I think I have answered your question too.


----------



## Suzuki4evr (Apr 3, 2020)

I have measured the gears on the lathe and I used it for reference for the change gears I want to make and it looks like the module are M2.0 if I use the information the members gave me. That being said, I can say this is a metric lathe so it makes sense that the gears would be Module and not DP. In the pic below it shows the gear configuration on the lathe as it is now.


Now that I have the module,I will be able to work out the rest.

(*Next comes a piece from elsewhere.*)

PR #2087, opened 2019-11-01
cluster: use atoi instead.

johncming:


stuartnelson3:
we're specifically parsing using a uint for a reason, since we don't want to accidentally allow a negative port value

If someone thinks I am missing something, please let me know, but I think I am ons the right course now.


----------



## RJSakowski (Apr 3, 2020)

Suzuki4evr said:


> I have measured the gears on the lathe and I used it for reference for the change gears I want to make and it looks like the module are M2.0 if I use the information the members gave me. That being said, I can say this is a metric lathe so it makes sense that the gears would be Module and not DP. In the pic below it shows the gear configuration on the lathe as it is now.
> View attachment 319378
> 
> Now that I have the module,I will be able to work out the rest. If someone thinks I am missing something, please let me know, but I think I am ons the right course now.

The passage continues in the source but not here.